For the data below, say how many lines contain "them". Only the number should be given.

Dataset excerpts ▸
┄┄┄┄┄┄
PR #569, opened 2020-04-03
chore: change babel config and remove need for core-js dependency

### LINKED ISSUE #561: Solve issue with core-js, check if we can remove or at least upgrade.
## Motivation

There are a few issues related to core-js. They are built errors and build performance issues.
We should check how we can address them. We need to investigate
- [ ] if we can remove `core-js` dependency
- [x] if we can upgrade `core-js` to most recent version
- [ ] check what stop of the maintenance of `core-js` means for us in terms of upgrading/removing a dependency https://github.com/zloirock/core-js/issues/548#issuecomment-494112872 and https://github.com/zloirock/core-js/issues/767

## Related Issues

#420 #468

jayu:
## Motivation

It closes #561

## Summary

I refactored `react/styled.ts` to not require core-js. 

I Changed default `babel-preset-env` target to node 10 ( kudos goes to @oreqizer for #420) to remove core-js dep in non-browser packages. 

I struggled with tests, it turns out that we have to provide browser-like `babel-preset-env` to not break them. There are 3 tests that fail without this setup, I give up on trying to figure out why. 

## Test plan

green CI

I'm still not sure about those config changes.  It should be ok for current users because we excluded all introduced core-js polyfills. But if it eventually breaks something, we still going to release it as `2.0` so we are more or less safe 🤷‍♂


babel.config.js
```diff
@@ -0,0 +1,69 @@
...
+       * only src/react and src/core are targeted to be run in the browser
+       */
+      test: /src\/((react)|(core))\//,
+      presets: [
+        '@babel/preset-react',
+        [
+          '@babel/preset-env',
+          {
+            targets: {
+              browsers: [
```
thymikee, line 26: for `test` env we should target `node` instead of browsers

babel.config.js
```diff
@@ -0,0 +1,69 @@
...
+       * we use the same config for src/__tests__ and src/__fixtures__ to not break existing tests
+       */
+      test: /src\/((__tests__)|(__fixtures__))\//,
+      presets: [
+        '@babel/preset-react',
+        [
+          '@babel/preset-env',
+          {
+            targets: {
+              browsers: [
```
thymikee, line 55: for `test` env we should target `node` instead of browsers

babel.config.js
```diff
@@ -0,0 +1,69 @@
+module.exports = {
+  presets: [
+    [
+      '@babel/preset-env',
+      {
+        targets: {
+          node: '8',
```
thymikee, line 7: Node 8 is already EOL, how about going Node 10?

jayu: Hmm, that's might be a point.

babel.config.js
jayu: Unfortunately, some tests are failing when we switch the target to `node`. I mentioned that in the PR description.

thymikee:
Please note that technically, changing Node.js target to 10 is a breaking change

src/__tests__/detect-core-js.test.js
```diff
@@ -0,0 +1,26 @@
...
+      resolve(output);
+    });
+  });
+};
+
+it('Ensures that package do not include core-js dependency after build', async () => {
+  const packageJSON = require('../../package.json');
+  const buildScript = packageJSON.scripts.build;
+
+  const proc = cp.exec(`NODE_ENV=debug ${buildScript}`, {
```
jayu, line 19: I wonder if we should care about windows users and set env variable like that.

thymikee: You can pass env through options like `{env: {NODE_ENV: 'debug'}}`
https://nodejs.org/api/child_process.html#child_process_child_process_exec_command_options_callback

jarodpeachey:
@jayu When will this change be released? I'm currently getting errors related to core-js and would love to use the new version

jayu:
@jarodpeachey I will try to release it today, we need to decide internally whether it should be still 1.x-beta or 2.0-alpha

PR #570, opened 2020-04-04
fix(evaluator): forces to use cjs for plugin-transform-runtime

Anber:
## Motivation

Evaluators tried to use default Babel config which is could be configured for using ES-modules that can cause injecting the wrong versions of babel-helpers during evaluation stages. (#517)

## Summary

This PR explicitly adds `@babel/plugin-transform-runtime` to pre-evaluation transforms.


jayu:
I didn't manage to make code review :(

Issue #571, opened 2020-04-09
Add a third argument to the preprocessor option that gives us the file name


soluml:
## Describe the enhancement
In the webpack linaria/loader, we have a [preprocessor option](https://github.com/callstack/linaria/blob/master/docs/BUNDLERS_INTEGRATION.md#options) which gives us the ability to further augment the text before passing it down the line. It would be very helpful to have a 3rd argument which features the output file name for this file.

## Motivation

This would allow us to conditionally make changes, like, adding a Sass `@use` at the top of the file to include mixins and or variables.

Currently, we have to work around it doing something like so:

```
{
  loader: 'linaria/loader',
  options: {
    extension: '.linaria.scss',
    preprocessor: (selector, cssText) => `
      @import 'Styles/helpers';
      ${selector} { ${cssText} }
    `,
    sourceMap: stage.startsWith('develop'),
  },
}
```

This works, but results in importing the file over and over again a lot. With a third argument, we could determine which file we're in and conditionally add `@use`/`@import`'s as needed.

jayu:
@soluml As I understand, Inside preprocessor callback you want to access the filename from where styles were extracted? Or rather the path. So the use case might look like
```
 preprocessor: (selector, cssText, filePath) => filePath === 'foo' ? `
      @import 'Styles/helpers';
      ${selector} { ${cssText} }
    ` : 'sorry, co css',
```

soluml:
Yea, exactly. Sorry I wasn't clear. Below is something I'd do if this was implemented:

```
// Somewhere in the file
const filePathMap = new Map();

// Loader Options
preprocessor: (selector, cssText, filePath) => {
  const imports = filePathMap.get(filePath) ? "" : "@use 'Styles/helpers';";  
  filePathMap.set(filePath, true);
  return `${imports} ${selector} { ${cssText} }`;
}
```
Basically, if this file has been written to already, don't add [Sass's @use](https://sass-lang.com/documentation/at-rules/use) as it must be at the top of each file.

soluml:
I opened up a PR for this issue: #572

satya164:
@soluml not sure if keeping external map is something you should do. files can be rebuilt at a future point. your external cache won't be consistent with the actual output.

soluml:
[...]

PR #572, opened 2020-04-09
Pass the Webpack options.filename to the preprocessor function.

soluml:
## Motivation

Solves issue #571.

## Test plan

Updated types to reflect the addition of a third argument. No real functionality changes, just passing in additional data which was provided by the bundler.

### DIFF
--- a/src/transform.ts
+++ b/src/transform.ts
@@ -133,7 +133,11 @@ export default function transform(code: string, options: Options): Result {
     });
 
     // Run each rule through stylis to support nesting
-    cssText += `${preprocessor(selector, rules[selector].cssText)}\n`;
+    cssText += `${preprocessor(
+      selector,
+      rules[selector].cssText,
+      options.filename
+    )}\n`;
   });
 
   return {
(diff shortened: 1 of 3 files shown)


src/transform.ts
```diff
@@ -133,7 +133,11 @@ export default function transform(code: string, options: Options): Result {
     });
 
     // Run each rule through stylis to support nesting
-    cssText += `${preprocessor(selector, rules[selector].cssText)}\n`;
+    cssText += `${preprocessor(
+      selector,
+      rules[selector].cssText,
+      options.filename
```
satya164, line 139: Can you make this an object instead? It will be more futureproof if there's need for more metadata

soluml: Sure! That's a good idea. Instead of just filename I'll pass the entire options object as a 3rd argument.

soluml: Done

jayu:
I treat this PR as stale, I will reopen if @soluml decide to update!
┄┄┄┄┄┄
Output of the task ▸
2